Not a problem, just reminding you, I was reminded by this thread getting bumped.








You might have a diff issue, but that noise in the video is on the input shaft, or at the clutch parts, for sure. Ideally, clutch parts, they're cheaper, but based on the noise being there before the clutch install, and the fact it doesn't change noise with the clutch slightly depressed (moving the clutch parts slightly, but still keeping the input shaft spinning) indicates it is probably inside the trans. 
It might be something like a 5th gear needle bearing which might not be bad to replace, or it could be one of the tapers on the input shaft, which would require the box come apart to replace those. http://****************.com/smile/emthup.gif


----------



## da_skate_dude (Oct 11, 2006)

*Re: Input shaft bearing? (Broke)*

ok so here is the video finally, i think i explained everything pretty well and showed everything well.. take a look at it and tell me what you think
http://www.youtube.com/watch?v=3Pd94LYA1Rs
thanks!


----------



## Broke (Aug 13, 2001)

*Re: Input shaft bearing? (da_skate_dude)*

Right, absolutely an input shaft issue, based on it doing it before the clutch install.
Impossible to say if there is a diff issue; the noise of the engine, wind, and the input shaft bearing is drowning out any diff noise, if there are diff issues.
If you keep driving it, you will have diff issues, whatever is in there thumping on the input shaft is doing so with some decent force based on the noise.
Without question, no matter what the cause of the noise, the box has to come out, and it has to come apart. When you get it apart, you'll find the damage, there is enough noise being made that it won't be hard at all to find what has failed. 
Drain and fill the trans, look for metal in the oil. Any silver flakes or specks and that oil is causing damage to every bearing and running surface in the trans. Gold color is OK, that's brass and bronze, and isn't as big of a deal... anything silver is aluminum or steel, and it's bad, and shouldn't be in there. Any minute steel wear is caught by the magnet, anything like a problem or failure, and you'll get sparkly oil. Have a look to see what your oil is like, but it doesn't really matter, the box is failing, it needs split open and inspected








If you want to rebuild that box, stop driving it now. The longer you drive it, the more you risk currently non-damaged parts in the trans to future damage.
If you plan on putting in a used box, then drive that one until it fails.
I'll copy this post to the other thread as well http://****************.com/smile/emthup.gif 
*edit* - kudos to your helper, tell her you appreciate her helping out with the video.

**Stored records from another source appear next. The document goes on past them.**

PR #4677, opened 2024-02-08
Fix docs for checksumAPI terminal call

n01r:
Changed `--format` to `--output-format` like the call signature demands


roelof-groenewald (approved):
Thanks!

They hate doing it (no matter what they say), and they will love being appreciated and told so


----------



## da_skate_dude (Oct 11, 2006)

*Re: Input shaft bearing? (Broke)*

thanks a lot for the help i appreciate it... the transmission is hopefully going to be rebuilt at the beginning of march, because i have a trip toward the end of february and wanna make sure i have enough money for the trip haha...
if the bearings are the problem, around how much you would think the rebuilt would cost, not including the labor, just the cost of the parts... doesnt have to be exact just a rough estimate? thanks a lot


----------



## Broke (Aug 13, 2001)

*Re: Input shaft bearing? (da_skate_dude)*


_Quote, originally posted by *da_skate_dude* »_thanks a lot for the help i appreciate it... the transmission is hopefully going to be rebuilt at the beginning of march, because i have a trip toward the end of february and wanna make sure i have enough money for the trip haha...

Are you taking that car?

















_Quote, originally posted by *da_skate_dude* »_if the bearings are the problem, around how much you would think the rebuilt would cost, not including the labor, just the cost of the parts... doesnt have to be exact just a rough estimate? thanks a lot

Just guessing, because I don't do 02A work, just 020 work but... $50 in seals, $50 maybe in bolts, circlips, etc. that would be needed to open and close it up, bearings, just a pair of taper bearings for the input shaft, $30-$40 each, so $60-$80 for those. Needle bearings for the gears, maybe $10 each.
You might find it is something simple like 5th gear parts on the end of the input shaft, and the trans won't need fully stripped. It might be something else deeper in the trans though.... nobody will know for sure what the noise is, and what else needs attention until it is apart, cleaned, and carefully inspected. 
If you pull the end cover off and the 5th bolt falls out, there's your problem. Check the splines and threads for any damage, new bolt, install to spec, and you might be done. While that would be handy and cheap, it might be deeper, so find someone to open it up that has all the 02A rebuild parts on hand, so they can open it, repair it, and close it in minimal time. If they have to order parts, it burns up gobs of time.
If you can source a cheap used unit, that might be an option as well, depending on how long you can be without the car. You can swap the trans one weekend, then have the old one rebuilt and when done, swap it back in another weekend, so the car isn't down for the work week. If you're a bum like me, ignore it until the tires go flat and you get depressed looking at it.


----------



## da_skate_dude (Oct 11, 2006)

*Re: Input shaft bearing? (Broke)*

no not taking my car on the trip at all... im trying not to use it at all, i have no problem riding a bike since everything i need is close to where i live (bike distance)...
and thats good then, the rebuild should not cost me that much then, hopefully not over a 1000... my mechanic charges me like 400 or less to take down my transmission and put it back in.\
i have no problem with the car being in the shop for a week, i also can borrow my girlfriends 1.8T hehe







she already got the chip, and intake so its fun


----------



## dewkie (May 28, 2008)

Broke said:


> _Quote, originally posted by *da_skate_dude* »_thanks a lot for the help i appreciate it... the transmission is hopefully going to be rebuilt at the beginning of march, because i have a trip toward the end of february and wanna make sure i have enough money for the trip haha...
> 
> Are you taking that car?
> 
> ...



Bringing it back from the dead.

Any more info that somebody could help with on the 5th gear bolt coming out?? Or any bearings inside the end cover that can be replaced without a rebuild or special tools??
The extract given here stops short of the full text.